(Saved data entries)
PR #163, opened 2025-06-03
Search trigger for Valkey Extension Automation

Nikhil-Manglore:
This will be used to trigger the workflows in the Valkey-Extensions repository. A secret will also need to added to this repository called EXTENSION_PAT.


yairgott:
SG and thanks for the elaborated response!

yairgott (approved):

• Requirement: In full and without alteration, repeat the records.

• Answer box:
PR #163, opened 2025-06-03
Search trigger for Valkey Extension Automation

Nikhil-Manglore:
This will be used to trigger the workflows in the Valkey-Extensions repository. A secret will also need to added to this repository called EXTENSION_PAT.


yairgott:
SG and thanks for the elaborated response!

yairgott (approved):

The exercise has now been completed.